Саня Пушка хлюпнул носом:
— Нет.
— Пидора ответ. Давай, пиздуй в хату. То есть в этот… в класс. Или подойди, руку дай, закину через окно. — И я сам опустил руки, чтобы Пушкин долго не размышлял на тему: нахуя я вообще родился в этом ебучем мире с этим ебучим подменным учителем?
Пушкин смешно подбежал своими коротенькими ножками и дал руку.
— Ух, какой ты тяжёленький. Мог бы и подпердануть, чтобы легче было, — улыбнулся я. — Шутка, Саня. Не бери близко к сердцу, а то до дуэли недоживёшь.
— Что-что? — спросил волосатик. Он, как я понял, не услышал, ибо пыхтел, пытаясь забраться через окно в класс.
— Ничего. Говорю: по запаху чую, что ты до этого неплохо так проперделся с подливой.
Мне даже как-то стыдно стало, что я всех детей так сразу обосрал.
Хотя, может, и правильно. В душе́ я такой же добряк, как и Николай Васильевич. Нужно всего лишь в начале показать, насколько ты хорош (насколько ты быдло), чтобы у детишек и в мыслях не было пакостить тебе в будущем.
Обратно же, если выбирать между жизнью и смертью, то лучше наорать и обосрать мелких, нежели самому отправиться на эшафот.
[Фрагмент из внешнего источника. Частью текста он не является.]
PR #3616, opened 2017-04-10
Snatched episodes in Schedule view

### LINKED ISSUE #3600: [Feature] Show snatched on schedule screen
When an episode has been snatched it disappears from the scheduled screen.

When that download fails, the only way to attempt to find the failure is to look under history and try and find episodes that don't have a future download status.

The scheduled screen should continue to show snached episodes until it has reached a state of downloaded. This should either be shown under "missing" or a maybe a new status.

This also should maybe have a timeout so that older snatched items are only visible for a number of days (perhaps 7 days, or a user configurable value).

psylenced:
Fixes #3600

- Schedule screen now shows "snatched" episodes
- Snatched episodes will only be displayed if they are new (location is empty) - ie. new snatches not update quality snatches
- Snatches will be removed once server updates status to download
- This uses the "Missed episodes range" setting to tell list how far back to find snatched episodes

This feature will hopefully easily identify any episodes that have been snatched and have failed or are currently in progress.

Apologies in advance for any code issues, it's my first time using python.


miigotu:
@sharkykh see any problems with this?

sharkykh:
I think I do...
I'll take a closer look later today or tomorrow.

sharkykh:
Right from the get-go:
I snatched an episode through the schedule screen, and now `gui/slick/js/ajaxEpSearch.js` keeps removing it from the list whenever I refresh.

Traced it to [this line](https://github.com/SickRage/SickRage/blob/7ba52ea56efd8ceb72e2fc23ba344c8599e75b0d/gui/slick/js/ajaxEpSearch.js#L97) but I don't know if it has any bad effect in other places.
It doesn't affect manual search in displayShow.

sickrage/show/ComingEpisodes.py
```diff
@@ -111,7 +113,11 @@ def get_coming_episodes(categories, sort, group, paused=sickbeard.COMING_EPS_DIS
             result[b'airs'] = str(result[b'airs']).replace('am', ' AM').replace('pm', ' PM').replace('  ', ' ')
             result[b'airdate'] = result[b'localtime'].toordinal()
 
-            if result[b'airdate'] < today:
+            if result[b'location'] and int(result[b'epstatus']) in Quality.SNATCHED + Quality.SNATCHED_PROPER + Quality.SNATCHED_BEST:
+                continue
+            elif not result[b'location'] and int(result[b'epstatus']) in Quality.SNATCHED + Quality.SNATCHED_PROPER + Quality.SNATCHED_BEST:
+                category = 'snatched'
```
sharkykh: I'd prefer:
```python
if int(result[b'epstatus']) in Quality.SNATCHED + Quality.SNATCHED_PROPER + Quality.SNATCHED_BEST:
    if not result[b'location']:
        category = 'snatched'
    else:
        continue
```
This is one less `elif` and looks nicer IMO.

gui/slick/views/schedule.mako
```diff
@@ -115,8 +118,12 @@
                                     cur_ep_enddate = cur_result[b'localtime']
                                     if run_time:
                                         cur_ep_enddate += datetime.timedelta(minutes = run_time)
-
-                                    if cur_ep_enddate < today:
+                                    
+                                    if cur_result[b'location'] and int(cur_result[b'epstatus']) in Quality.SNATCHED + Quality.SNATCHED_PROPER + Quality.SNATCHED_BEST:
+                                        continue
+                                    elif not cur_result[b'location'] and int(cur_result[b'epstatus']) in Quality.SNATCHED + Quality.SNATCHED_PROPER + Quality.SNATCHED_BEST:
+                                        show_div = 'listing-snatched'
```
sharkykh: Same as above,
```python
if int(cur_result[b'epstatus']) in Quality.SNATCHED + Quality.SNATCHED_PROPER + Quality.SNATCHED_BEST:
    if not cur_result[b'location']:
        show_div = 'listing-snatched'
    else:
        continue
```

----

You can even go simpler:
```python
if not cur_result[b'location'] and int(cur_result[b'epstatus']) in Quality.SNATCHED + Quality.SNATCHED_PROPER + Quality.SNATCHED_BEST:
    show_div = 'listing-snatched'
```
However that might be a little bit slower, but I'm not too sure about that.

gui/slick/views/schedule.mako
```diff
@@ -222,6 +229,10 @@
                                             <% continue %>
                                         % endif
 
+                                        % if cur_result[b'location'] and int(cur_result[b'epstatus']) in Quality.SNATCHED + Quality.SNATCHED_PROPER + Quality.SNATCHED_BEST:
```
sharkykh: Calendar view doesn't use the "listing-keys".
Instead we should just ignore all snatched episodes.
```python
% if int(cur_result[b'epstatus']) in Quality.SNATCHED + Quality.SNATCHED_PROPER + Quality.SNATCHED_BEST:
```

gui/slick/views/schedule.mako
```diff
@@ -318,7 +334,7 @@
                     <div>
                         % if cur_segment != cur_ep_airdate:
                             % if cur_ep_enddate < today and cur_ep_airdate != today.date() and not missed_header:
-                                <h2 class="day">${_('Missed')}</h2>
+                                <h2 class="day">${_('Missed')} / ${_('Snatched')}</h2>
```
sharkykh: I'm unable to test this...

And...
I'm not saying this is wrong, only odd - 
shouldn't "Snatched" get its own segment?

sharkykh (changes requested):
1. My comment about `gui/slick/js/ajaxEpSearch.js` still stands.
Need to make sure it only affects the Schedule view.
2. @miigotu [What about the API?](https://github.com/SickRage/SickRage/blob/599431d9c5a99ad57512c2e84c54ff15bb493a88/sickbeard/webapi.py#L709-L726)

psylenced:
I'll have a look at some of those code style changes later tonight and respond to the other queries.

From a quick look the ajax is only affecting schedule (as that's the only one with a id=forceUpdate attribute).

But this was just checked using github viewer, I'll have better access to the files once I'm home from work.

psylenced:
I've made the code style changes as suggested above.

Also while looking into the `ajaxEpSearch.js` I found a bug that was that pre-existing before my change. For Banner/Poster views, it was finding the wrong `tr` and removing half the panel (just the plot part) and not the full row, as those views have multiple `tr` elements per episode panel.

With the Missing / Snatched category part, that's a bit trickier when sorting by date. I had a look in to it and the problem with it is that episodes will be intermixed with different statuses. This also fails when a snatched episode is "today" as it will show under that category rather than snatched/missing.

example-poster-datesorting

The best thing I can think of is to alter the date sorting to be:
* Sort by snatched = true first
* Then sort by date

```
sorts = {
        'date': (lambda a, b: a[b'localtime'] < b[b'localtime']),
        'network': (lambda a, b: (a[b'network'], a[b'localtime']) < (b[b'network'], b[b'localtime'])),
        'show': (lambda a, b: (a[b'show_name'], a[b'localtime']) < (b[b'show_name'], b[b'localtime'])),
    }
```
That way all the snatched will be in the top panel (even if it's today's date), then missing will show in the second panel, then today, then days of week, then later.

The logic in that part of `schedule.mako` for panel + date sorting is a bit confusing so probably will need to be cleaned up a bit to use a variable containing each header type as it goes through rather than individual bool flags per type.

sharkykh:
I'll test/review it again soon.

If you feel like doing a code clean up in `schedule.mako`, then go for it.

psylenced:
I think once i get the sorting / rewrite of the grouping it should be ready to push in.

Main issue is it's my first time using python so need to get my head around how lambdas and the sorting works in it.

If you're able to give me a pointer on how to change this:

`'date': (lambda a, b: a[b'localtime'] < b[b'localtime']),`

To sort by `statusid = snatched`, then by `localtime`, that will be a massive help.

Then the change to `schedule.mako` should be fairly simple for me to implement.

sharkykh (dismissed):

sharkykh:
I now think that when you actually snatch an episode it should move it to the "Snatched" segment/section.
But I'm still not in the right mood for jump in the code and actually do it.
I'm not even sure if it's possible with the current setup...

psylenced:
Not sure that items should move sections. If you take all the other snatch actions (show screens, etc), they all just stay inline and change colour - so this is just following the same process until page is manually refreshed.

There is one last change that needs to be done for this feature to be complete, and that's the sorting for poster date view (as mentioned above). The snatched episodes need to be listed first and then the rest sorted by date order after that. Currently if there are inter-twined missing/snatched the headers will show up multiple times.

@sharkykh - Are you able to help with that one last bit?

sharkykh:
@chris-gh Can you check again? I can't seem to be able to reproduce this issue.

psylenced:
example-poster-datesorting2

Yep - still doing it. The fix it to somehow change:

```
sorts = {
        'date': (lambda a, b: a[b'localtime'] < b[b'localtime']),
        'network': (lambda a, b: (a[b'network'], a[b'localtime']) < (b[b'network'], b[b'localtime'])),
        'show': (lambda a, b: (a[b'show_name'], a[b'localtime']) < (b[b'show_name'], b[b'localtime'])),
    }
```
to:
```
        'date': (lambda a, b: (a[b'epstatus'] in Snatched[] ? 0 : 1, a[b'localtime']) < (b[b'epstatus'] in Snatched[] ? 0 : 1, b[b'localtime'])),
```

Does that make sense?

sharkykh:
OK, now I'm able to reproduce (after removing some episodes from my database..)
I'll try to make it work.

sharkykh:
@chris-gh I haven't had much luck so far...

psylenced:
@sharkykh just went to have another go at this myself and from the looks of it, the lambda sorting is not working at all.

I switched back to the master branch and scheduled poster view is always sorting by airdate, no matter what.

This would have been why I couldn't get mine working - I made assumption that the sorting code was working.

There is the following code:
```
        results.sort(key=itemgetter(b'localtime'))
        results.sort(ComingEpisodes.sorts[sort])
```
From the looks, the top sort is working by sorting airdate (for all cases), and then the second re-sort does nothing.

I'll have a look into the second sorting part and see if I can work it out - once that's done I'm guessing it'll just be a simple case of adding the second (snatched) sort field in and it'll work.

psylenced:
Fixed it - went back through old versions of the file and found that it previously was using cmp() in the lambda statements which sorted correctly. I've put that through in a separate commit (7491297).

With the final commit (4f43760) I think this issue is now complete and ready to go back in, once it's had a final review.

sharkykh:
@chris-gh 
Tried that now. It works well for me.

sharkykh:
@chris-gh Your code gave me an idea. Please test my latest commit.
It's a cleaner and more readable code. Used itemgetter and `key=` instead of `cmp=` (default for `list.sort()`) which is an old technique.
I **can't** confirm that it keeps the snatched and missed together.
If they mash together, it's easy to add more comparisons. (I commented out the other solution)

psylenced:
Can confirm your new way of sorting worked.

Just need to re-add my code back in. Would you like me to do that?

sharkykh:
@chris-gh I'll do that, I have some more small changes.
You mean we still need to sort using `snatchedsort`, correct?

psylenced:
Yes, still need to sort by snatchedsort. 

By uncommenting locally the 2 lines including snatched sort (the sorter and the setter) everything is working 100% from my testing.

sharkykh (approved):

sharkykh:
I can confirm that this is indeed working as expected now :smile: 

@miigotu Got any notes on this before I merge?

sharkykh:
@chris-gh 
Doesn't look so good on my phone (Galaxy S5).
<table>
<thead>
<td align="center"><b>Before</b></td>
<td align="center"><b>After</b></td>
</thead>
<tr>
<td></td>
<td></td>
</tr>
</table>

I'll try to fix this but I don't remember web design that well.


**Edit:**

image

Думаю, вы меня поддержите. Ну а если нет, тогда тоже идите на хуй. Я бы посмотрел на вас, если бы вы́ вместо меня попали сюда. Вот тогда бы мы все поглядели, как бы ваше литературное «делакруа-хуегруа» изменилось бы на банальный мат. А если бы вам директор школы угрожал отрубленной головой, тогда точно все методы стали бы хороши́ против первоклашек. Сам знаю, насколько эти мелкие пиздюки из нашего мира обнаглели за последние пять лет. Такие твари, что захуярил бы голыми руками. Не думаю, что в этом мире первоклашки чем-то отличаются. Поэтому мат и крики в самом начале могут очень хорошо бустануть моё намерение остаться в живых и не дать себя в обиду.
По первым ощущениям — двенадцать мелких тварей реально обосрались от моего наезда. И это меня радует. Если дальше они будут вести себя хорошо, то я тоже постараюсь не материться и не кричать, то бишь перестану быть быдло-мудаком, а стану нормальным учителем. Думаю, у меня получится. Уж что-что, а программу первого класса я знаю… не такой тупой, чтобы вообще ничего не уметь.
— Возьми Гоголяна и сходите оба в сортир, — обратился я к Пушкину, когда тот «очухался» после вылета через окно и обратного «залёта внутрь». — Найдите тряпку где-нибудь и уберите дерьмо в штанах и свою красочную работу у выхода из класса. Вы должны справиться до начала следующего урока, иначе отправлю туда, где даже директор никогда не додумается вас искать. Уж поверьте, я знаю эти места. Они о́чень, очень хуёвые. Просто поверьте на слово.